◆ **Required work**:
Reproduce every entry precisely as written.

◆ **Records provided**:
PR #308, opened 2022-08-31
[AERIE-1967] Global Scheduling Conditions

mattdailis:
* **Tickets addressed:** AERIE-1967
* **Review:** By commit  

## Description

Use case: Users want to help the scheduler avoid violating constraints. Currently, the scheduler has no knowledge of constraints (in the merlin sense of "constraints").

While it would be straightforward to give the scheduler access to merlin's constraints, we argue this would not provide much benefit with respect to the use case above. While the scheduler could _check_ that, after placing an activity, it has violated a constraint, it cannot _predict_ which regions of the plan would be safe for placing a given activity. We believe that a "guess and check" approach would be intractable - the scheduler needs some more help from the user.

This "help" that the user can provide the scheduler comes in the form of a "Global Scheduling Condition". This is a piece of typescript code, akin to a goal. Like a goal, it can be added to a scheduling specification, enabled, and disabled. Unlike a goal, it returns a `Windows` object, which uses the Constraints language to establish windows in which the scheduler is allowed to place activities. Also, unlike goals, Global Scheduling Conditions have no notion of priority.

## Verification

This PR has been validated through a rather tedious manual test. If I can get someone to pair with me, I'd love to turn this into an e2e test.
<details>
<summary>Test procedure</summary>

1. Clean build
2. Upload banananation
3. Check mission model id, you'll need it later
4. Create a new plan
5. Check the scheduling spec id, you'll need it later.
6. Create a new Goal
```typescript
export default (): Goal => {
    activityTemplate: ActivityTemplates.BiteBanana({biteSize: 1}),
    interval: 24 * 60 * 60 * 1000 * 1000
  })
}
```
7. Run the following (fill in your model_id):
```graphql
mutation InsertGSC {
  insert_scheduling_condition_one(object:{
    model_id: 1
    name: "My first scheduling condition"
    definition: "export default (): Windows => Real.Resource('/fruit').greaterThan(5.0)"
  }) {
    id
  }
}
```
Note the id returned.
8. Run the following (fill in your spec id and condition id)
```graphql
insert_scheduling_specification_conditions_one(object:{
  condition_id: 1
  specification_id: 1
  enabled: true
}) {
  __typename
}
```
9. Run scheduling, check that it has not placed any activities.
10. Run the following to change the threshold from 5 to 1:
```graphql
mutation UpdateGSC {
  update_scheduling_condition_by_pk(
    pk_columns: {id:1},
    _set: {
      definition: "export default (): Windows => Real.Resource('/fruit').greaterThan(0.0)"
    }
  ) {
    __typename
  }
}
```
11. Run scheduling, check that it has placed activities. (Note that it should stop placing activities when the /fruit resource reaches 0.0)
</details>

## Documentation

- [x] Docs have not been written, but absolutely should be before merging this PR.

UPDATE: I have added a "Global Scheduling Conditions" section to the [scheduling guide](https://github.com/NASA-AMMOS/aerie/wiki/Scheduling-Guide)

## Future work

- This PR lays some groundwork for associating scheduling conditions with particular activity types (e.g. do not place "battery intensive" activities when the battery is low, but it's okay to place a "recharge" activity)

### DIFF
--- a/scheduler-server/scheduling-dsl-compiler/src/main.ts
+++ b/scheduler-server/scheduling-dsl-compiler/src/main.ts
@@ -1,8 +1,8 @@
 import fs from 'fs';
-import * as readline from 'readline';
 import ts from 'typescript';
-import { UserCodeRunner } from '@nasa-jpl/aerie-ts-user-code-runner';
-import type { Goal } from './libs/scheduler-edsl-fluent-api.js';
+import {UserCodeRunner} from '@nasa-jpl/aerie-ts-user-code-runner';
+import type {Goal} from './libs/scheduler-edsl-fluent-api.js';
+import * as readline from 'readline';
 
 const codeRunner = new UserCodeRunner();
 const schedulerEDSL = fs.readFileSync(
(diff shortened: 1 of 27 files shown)


scheduler/src/main/java/gov/nasa/jpl/aerie/scheduler/constraints/scheduling/GlobalConstraint.java
```diff
@@ -8,12 +8,12 @@
  * Abstract class defining methods that must be implemented by global constraints such as mutex or cardinality
```
mattdailis: TODO: change comment to say interface

scheduler/src/main/java/gov/nasa/jpl/aerie/scheduler/constraints/scheduling/GlobalConstraintWithIntrospection.java
```diff
@@ -9,11 +9,11 @@
  * Abstract class defining methods that must be implemented by global constraints such as mutex or cardinality
```
mattdailis: TODO: change comment to say interface

scheduler-server/scheduling-dsl-compiler/src/main.ts
```diff
@@ -25,80 +25,69 @@ const tsConfig = JSON.parse(fs.readFileSync(new URL('../tsconfig.json', import.m
...
+
+async function handleRequest(data: Buffer) {
   try {
-    const { goalCode, schedulerGeneratedCode, constraintsGeneratedCode } = JSON.parse(data) as { goalCode: string, schedulerGeneratedCode: string, constraintsGeneratedCode: string };
+    // Test the health of the service by responding to "ping" with "pong".
+    if (data.toString() === 'ping') {
+      process.stdout.write('pong\n');
+      lineReader.once('line', handleRequest);
+      return;
+    }
```
goetzrrGit, line 51: More of a general question. Is this the only service in AERIE doing a ping pong check? Is there a hook somewhere in the UI that will notify the user if a service is down?

goetzrrGit (approved):
The walkthrough helped a lot. Everything looks good. Just a more general question below

scheduler-server/scheduling-dsl-compiler/src/main.ts
mattdailis: Good question - this check is only between the Java process and the node subprocess (so the UI can't send a "ping" message). The check is mostly supposed to be a "fail fast" mechanism, so that if the node subprocess is misconfigured, we find out at startup time rather than waiting for the first compilation request to come in.

Now, unfortunately, if the subprocess is unresponsive, the whole application hangs, since we haven't figured out how to set a timeout.

dyst5422: This is at least partly handled by the user code runner having a timeout, but the process as a whole does not.

scheduler-server/src/test/java/gov/nasa/jpl/aerie/scheduler/server/services/SchedulingIntegrationTests.java
```diff
@@ -100,17 +101,14 @@ export default () => Goal.ActivityRecurrenceGoal({
...
-                }),
-                interval: -25 // one day in microseconds
-              })
-              """, true)));
+      final var results = runScheduler(BANANANATION, List.of(), List.of(new SchedulingGoal(new GoalId(0L), """
+          export default () => Goal.ActivityRecurrenceGoal({
+            activityTemplate: ActivityTemplates.PeelBanana({
+              peelDirection: "fromStem",
+            }),
+            interval: -25 // one day in microseconds
```
patkenneally: :large_blue_circle: Is this comment still correct?

scheduler-server/sql/scheduler/tables/scheduling_condition.sql
```diff
@@ -0,0 +1,54 @@
+create table scheduling_condition (
+  id integer generated always as identity,
+  revision integer not null default 0,
```
patkenneally, line 3: :large_blue_circle: I've looked through the code base (albeit quickly) and don't see that we use the revision field here, or on the scheduling goals. Is it used somewhere I'm not seeing (likely)? Or perhaps is it being included with an eye to a future capability that I'm not seeing?

patkenneally (approved):

scheduler-server/sql/scheduler/tables/scheduling_condition.sql
mattdailis: You're right - we don't currently use the `revision` field on scheduling goals or conditions - but it is auto-updated via trigger, and it could be useful (in the future) to know that a particular scheduling run used an older version of one of these inputs. Additionally, users can use these values via the API to track these revisions themselves, if they like. So - I'm going to go with:

> it being included with an eye to a future capability

even though if I'm being honest, I didn't think about it until you asked.

scheduler-server/src/test/java/gov/nasa/jpl/aerie/scheduler/server/services/SchedulingIntegrationTests.java
mattdailis: It is not correct, thank you. I have updated it.

mattdailis:
Update: I have added a "Global Scheduling Conditions" section to the [scheduling guide](https://github.com/NASA-AMMOS/aerie/wiki/Scheduling-Guide)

◆ **Task solution**:
PR #308, opened 2022-08-31
[AERIE-1967] Global Scheduling Conditions

mattdailis:
* **Tickets addressed:** AERIE-1967
* **Review:** By commit  

## Description

Use case: Users want to help the scheduler avoid violating constraints. Currently, the scheduler has no knowledge of constraints (in the merlin sense of "constraints").

While it would be straightforward to give the scheduler access to merlin's constraints, we argue this would not provide much benefit with respect to the use case above. While the scheduler could _check_ that, after placing an activity, it has violated a constraint, it cannot _predict_ which regions of the plan would be safe for placing a given activity. We believe that a "guess and check" approach would be intractable - the scheduler needs some more help from the user.

This "help" that the user can provide the scheduler comes in the form of a "Global Scheduling Condition". This is a piece of typescript code, akin to a goal. Like a goal, it can be added to a scheduling specification, enabled, and disabled. Unlike a goal, it returns a `Windows` object, which uses the Constraints language to establish windows in which the scheduler is allowed to place activities. Also, unlike goals, Global Scheduling Conditions have no notion of priority.

## Verification

This PR has been validated through a rather tedious manual test. If I can get someone to pair with me, I'd love to turn this into an e2e test.
<details>
<summary>Test procedure</summary>

1. Clean build
2. Upload banananation
3. Check mission model id, you'll need it later
4. Create a new plan
5. Check the scheduling spec id, you'll need it later.
6. Create a new Goal
```typescript
export default (): Goal => {
    activityTemplate: ActivityTemplates.BiteBanana({biteSize: 1}),
    interval: 24 * 60 * 60 * 1000 * 1000
  })
}
```
7. Run the following (fill in your model_id):
```graphql
mutation InsertGSC {
  insert_scheduling_condition_one(object:{
    model_id: 1
    name: "My first scheduling condition"
    definition: "export default (): Windows => Real.Resource('/fruit').greaterThan(5.0)"
  }) {
    id
  }
}
```
Note the id returned.
8. Run the following (fill in your spec id and condition id)
```graphql
insert_scheduling_specification_conditions_one(object:{
  condition_id: 1
  specification_id: 1
  enabled: true
}) {
  __typename
}
```
9. Run scheduling, check that it has not placed any activities.
10. Run the following to change the threshold from 5 to 1:
```graphql
mutation UpdateGSC {
  update_scheduling_condition_by_pk(
    pk_columns: {id:1},
    _set: {
      definition: "export default (): Windows => Real.Resource('/fruit').greaterThan(0.0)"
    }
  ) {
    __typename
  }
}
```
11. Run scheduling, check that it has placed activities. (Note that it should stop placing activities when the /fruit resource reaches 0.0)
</details>

## Documentation

- [x] Docs have not been written, but absolutely should be before merging this PR.

UPDATE: I have added a "Global Scheduling Conditions" section to the [scheduling guide](https://github.com/NASA-AMMOS/aerie/wiki/Scheduling-Guide)

## Future work

- This PR lays some groundwork for associating scheduling conditions with particular activity types (e.g. do not place "battery intensive" activities when the battery is low, but it's okay to place a "recharge" activity)

### DIFF
--- a/scheduler-server/scheduling-dsl-compiler/src/main.ts
+++ b/scheduler-server/scheduling-dsl-compiler/src/main.ts
@@ -1,8 +1,8 @@
 import fs from 'fs';
-import * as readline from 'readline';
 import ts from 'typescript';
-import { UserCodeRunner } from '@nasa-jpl/aerie-ts-user-code-runner';
-import type { Goal } from './libs/scheduler-edsl-fluent-api.js';
+import {UserCodeRunner} from '@nasa-jpl/aerie-ts-user-code-runner';
+import type {Goal} from './libs/scheduler-edsl-fluent-api.js';
+import * as readline from 'readline';
 
 const codeRunner = new UserCodeRunner();
 const schedulerEDSL = fs.readFileSync(
(diff shortened: 1 of 27 files shown)


scheduler/src/main/java/gov/nasa/jpl/aerie/scheduler/constraints/scheduling/GlobalConstraint.java
```diff
@@ -8,12 +8,12 @@
  * Abstract class defining methods that must be implemented by global constraints such as mutex or cardinality
```
mattdailis: TODO: change comment to say interface

scheduler/src/main/java/gov/nasa/jpl/aerie/scheduler/constraints/scheduling/GlobalConstraintWithIntrospection.java
```diff
@@ -9,11 +9,11 @@
  * Abstract class defining methods that must be implemented by global constraints such as mutex or cardinality
```
mattdailis: TODO: change comment to say interface

scheduler-server/scheduling-dsl-compiler/src/main.ts
```diff
@@ -25,80 +25,69 @@ const tsConfig = JSON.parse(fs.readFileSync(new URL('../tsconfig.json', import.m
...
+
+async function handleRequest(data: Buffer) {
   try {
-    const { goalCode, schedulerGeneratedCode, constraintsGeneratedCode } = JSON.parse(data) as { goalCode: string, schedulerGeneratedCode: string, constraintsGeneratedCode: string };
+    // Test the health of the service by responding to "ping" with "pong".
+    if (data.toString() === 'ping') {
+      process.stdout.write('pong\n');
+      lineReader.once('line', handleRequest);
+      return;
+    }
```
goetzrrGit, line 51: More of a general question. Is this the only service in AERIE doing a ping pong check? Is there a hook somewhere in the UI that will notify the user if a service is down?

goetzrrGit (approved):
The walkthrough helped a lot. Everything looks good. Just a more general question below

scheduler-server/scheduling-dsl-compiler/src/main.ts
mattdailis: Good question - this check is only between the Java process and the node subprocess (so the UI can't send a "ping" message). The check is mostly supposed to be a "fail fast" mechanism, so that if the node subprocess is misconfigured, we find out at startup time rather than waiting for the first compilation request to come in.

Now, unfortunately, if the subprocess is unresponsive, the whole application hangs, since we haven't figured out how to set a timeout.

dyst5422: This is at least partly handled by the user code runner having a timeout, but the process as a whole does not.

scheduler-server/src/test/java/gov/nasa/jpl/aerie/scheduler/server/services/SchedulingIntegrationTests.java
```diff
@@ -100,17 +101,14 @@ export default () => Goal.ActivityRecurrenceGoal({
...
-                }),
-                interval: -25 // one day in microseconds
-              })
-              """, true)));
+      final var results = runScheduler(BANANANATION, List.of(), List.of(new SchedulingGoal(new GoalId(0L), """
+          export default () => Goal.ActivityRecurrenceGoal({
+            activityTemplate: ActivityTemplates.PeelBanana({
+              peelDirection: "fromStem",
+            }),
+            interval: -25 // one day in microseconds
```
patkenneally: :large_blue_circle: Is this comment still correct?

scheduler-server/sql/scheduler/tables/scheduling_condition.sql
```diff
@@ -0,0 +1,54 @@
+create table scheduling_condition (
+  id integer generated always as identity,
+  revision integer not null default 0,
```
patkenneally, line 3: :large_blue_circle: I've looked through the code base (albeit quickly) and don't see that we use the revision field here, or on the scheduling goals. Is it used somewhere I'm not seeing (likely)? Or perhaps is it being included with an eye to a future capability that I'm not seeing?

patkenneally (approved):

scheduler-server/sql/scheduler/tables/scheduling_condition.sql
mattdailis: You're right - we don't currently use the `revision` field on scheduling goals or conditions - but it is auto-updated via trigger, and it could be useful (in the future) to know that a particular scheduling run used an older version of one of these inputs. Additionally, users can use these values via the API to track these revisions themselves, if they like. So - I'm going to go with:

> it being included with an eye to a future capability

even though if I'm being honest, I didn't think about it until you asked.

scheduler-server/src/test/java/gov/nasa/jpl/aerie/scheduler/server/services/SchedulingIntegrationTests.java
mattdailis: It is not correct, thank you. I have updated it.

mattdailis:
Update: I have added a "Global Scheduling Conditions" section to the [scheduling guide](https://github.com/NASA-AMMOS/aerie/wiki/Scheduling-Guide)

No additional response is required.